In this tutorial, we'll walk through setting up a minimal project using DBT (Data Build Tool) for data transformation. We'll cover setting up the environment, creating queries, running transformations, and deploying to production. I set up this project because I am trying to figure out how to spin up my own DBT project on my own data set. Existing tutorials use jaffle_shop data and well-established dbt projects. I just wanted to figure out the minimum needed to run re-occurring data transforms using DBT.
This example uses BQ, but I am going to try to keep the tutorial as agnostic as possible. The code for the project is found in this GitHub repo.
Project Goal
The goal of this project is to take data from a public dataset, perform transformations using DBT, and schedule these transformations to run on a regular basis. The transformed data will be added to one or more target tables for analysis. We will divide the steps into two parts:
Part 1: DBT setup
Part 2: GCP deploy
Part 1: setup DBT
Prerequisites
Basic knowledge of SQL
Access to a cloud provider (e.g., Google Cloud Platform for BigQuery)
Working terminal environment. I am running on a Mac, so my instructions will be for Mac.
Steps
Install DBT CLI: DBT has a flavor for every datastore you use, in addition to the flavor of their cloud-hosted project. I am using the open-source version for the BQ model. To figure out which version of the flavor of DBT you need to check out the install instructions.

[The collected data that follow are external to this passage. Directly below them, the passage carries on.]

PR #771, opened 2026-04-23
Subject management UI follow-ups

alistair3149:
Follows-up to https://github.com/ProfessionalWiki/NeoWiki/pull/759

> Result of an extensive back and forth with @alistair3149.

https://github.com/user-attachments/assets/79bf4096-7831-4659-9b59-7450100fa71e

## Summary

- Swaps the star used to mark/promote the Main Subject for a pushpin (`cdxIconPushPin`). Stars were easily confused with MediaWiki's watch icon and with "favourite" affordances.
- Makes the pin indicator on the Main Subject row clickable to demote the subject, so the page can go from having a Main Subject to not having one. Read-only users keep a static pin as a status badge.
- Adds three empty-state branches:
  - Zero subjects: centered dashed panel with title, description, and a primary "Add subject" button; toolbar CTA hides.
  - No Main Subject but has children: same panel in the hero slot with a pin icon and instructions.
  - Has main but no children: heading + dashed add button are sufficient; no extra placeholder.
- Introduces `@row-height: 70px` so the end-of-list add-subject button matches the placeholder row height rather than relying on fragile text-height math.
- After promote/demote, the affected row gets a 2s Codex-style focus ring (`@box-shadow-outset-small` + `@box-shadow-color-progressive--focus`) and auto-scrolls into view when off-screen. The ring fades at `@transition-duration-medium`; an explicit transparent baseline shadow keeps the fade-out smooth.
- Respects `prefers-reduced-motion`: scroll behavior drops to `'auto'`, row transitions drop to `0s`.
- Copy pass on notifications and empty states: splits `main-subject-changed` into `-set`/`-cleared`, drops redundant "subject" wording, switches to contractions, quotes the label (`Deleted "$1".` etc.). Error toasts restructured from `title + error.message` into a single user-facing line; technical errors go to `console.error` for devs.
- Reloads the page after a successful subject deletion (mirroring the create flow) so the list reflects the deletion. Without the reload, the just-deleted subject stayed visible because of a pre-existing duplication between the store's by-ID map and `pageSubjects`. A proper reactive fix for both create and delete is tracked in #772.

## Manual Browser Check

http://localhost:8484/index.php?title=Main_Page&action=neowiki-subjects

1. Page with zero subjects -> centered dashed panel shows; toolbar `+ Add subject` is hidden. "Add subject" opens the creator.
2. Page with only a Main Subject -> hero + "Other Subjects on this Page" heading + dashed add button; heading stays visible as a structural cue.
3. Page with children but no Main Subject -> hero slot shows a dashed panel with a pin icon and "No main subject" heading; list and add-more still show.
4. Main Subject indicator is a pushpin (not a star). On the main row, clicking the left pin demotes the subject. On child rows the right-cluster pin promotes.
5. Promote a child -> success toast `Set "..." as the main subject.`; row jumps to the hero slot with a 2s blue focus ring, scrolling into view if off-screen.
6. Click the main row's left pin -> toast `Main subject cleared.`; the row lands in the children list with the same focus ring.
7. Delete a subject -> page reloads; after the reload the row is gone and a `Subject deleted.` toast appears. On failure the error toast shows without reloading.


JeroenDeDauw:
> Subjects capture structured data about this page

That's not right. Subjects contain structured data stored on the page. The main subject has structured data about the same concept as the page. (Structured data about the page is not in subjects as per earlier call, where we talked about accessing page properties stored on page nodes)

Perhaps something like

> A subject describes a concept with structured data

JeroenDeDauw:
image

This UI makes me want to drag the subject to the main subject area.

"or add a new one" :thinking: does adding a new one make it the main subject? or why is that part of the sentence there?

I'm unsure about the "pin a subject to make it main subject" wording. It seems inelegant to use the "pin" concept in the phrase. I don't have a better suggestion though. Also idk about the pin icon in that box. It looks good. But maybe its better more cohesive with that sentence, and to have the box take up less space. One concern I have is that it might look like there _should_ be a main subject, while it's fine to not have one.

alistair3149:
> This UI makes me want to drag the subject to the main subject area.

You are exactly right. That is the intention since drag to reorder is one of the follow-up items.
It is more complex to implement so I deferred it from this PR. That is also why the pin icon is used instead of other icons (I considered bookmark as well, but that also clash with reading list).

> "or add a new one" 🤔 does adding a new one make it the main subject? or why is that part of the sentence there?

The SubjectCreator by default adds a subject to the main subject if there are no main subject. We need to add the option to SubjectCreator to allow user picking whether they want to create a main subject or not. That's why the label is there now.

> One concern I have is that it might look like there should be a main subject, while it's fine to not have one.

I agree, I will look into how to address this.

alistair3149:
> Result of back and forth with @alistair3149.
> Context: the PR discussion thread and the NeoWiki Glossary for domain terms.

Pushed copy changes in response to the feedback.

**Empty-state description**: `"Subjects capture structured data about this page."` → `"A subject describes one thing with structured data."` Agreed with @JeroenDeDauw that the previous phrasing wrongly implied subjects describe the page itself; subjects describe one thing (per Glossary). "Concept" from Jeroen's suggested phrasing was swapped for "one thing" to stay concrete for an empty-state explainer.

**No-main placeholder** (addressing "might look like there should be a main subject, while it's fine to not have one"):
- Title: `"No main subject"` → `"No main subject set"` (states a fact instead of implying a deficiency).
- Description: `"Pin a subject below to make it the main subject, or add a new one."` → `"Main subjects are optional. Pin a subject below to set one."` The first sentence makes optionality explicit; dropped the "or add a new one" tail since it muddled the message and will be fully redundant once SubjectCreator gets an explicit main/child toggle.

Kept the hero-sized dashed panel as-is — it'll double as the drop target for the upcoming drag-to-promote behavior.

JeroenDeDauw:
> Main subject**s** are optional. Pin a subject below to set one.

This is potentially confusing as it can be read as a page supporting multiple main subjects.

That also reads like a really AI-style fix. It address my earlier concern with explicit text about, which seems inappropriate. 

I'll make a FU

Here is the code used to install the DBT CLI by tapping the DBT repository:
brew untap dbt-labs/dbt
brew tap dbt-labs/dbt-bigquery
Initialize DBT Project: So the setup for a DBT cloud project is different than a non-cloud project. If you use a cloud project, the web UI will create a project for you, but if you are like me and want to use an open-source option you will need to create your own project in a repo. The dbt-cli has a command for this. I chose to name the new DBT project
cust-analytics
:
dbt init cust-analytics
and then inside the cust-analytics
repo I was configured git
cd cust-analytics
git init
I would also recommend adding the following to .gitignore
profiles.yml
.user.yml
logs/
The dbt init
the command created a lot of extra empty repos. So if you want to remove the boilerplate you will end up with a slimmed-down directory like this.
├── README.md
├── dbt_project.yml
├── models
│ └── example
│ ├── bank_and_population_data.sql
│ └── bank_data.sql
└── profiles.yml
In the dbt_project.yml
, we need to complete the last config step by pointing to the project and models.
name: 'cust_analytics'
version: '1.0.0'
config-version: 2
profile: 'cust_analytics'
model-paths: ["models"]
clean-targets:
- "target"
- "dbt_packages"
models:
cust_analytics:
# Config indicated by + and applies to all files under models/example/
examples:
+schema: test_public_data # in BQ dataset = dbt schema and project = dbt database
This says what to build, where to put the build auxiliary files, and where my transformations are located. I have assigned the BQ dataset to be called test_public_data
.
Create Queries: With the completely configured repo, we can now add SQL queries that will build and populate our tables. Add SQL queries to the
.sql
files in your project directory. If you already have tables in your dataset, you will need to follow your schema's protocol, but if like me, you have to tables in the dataset, then DBT will create the tables for you.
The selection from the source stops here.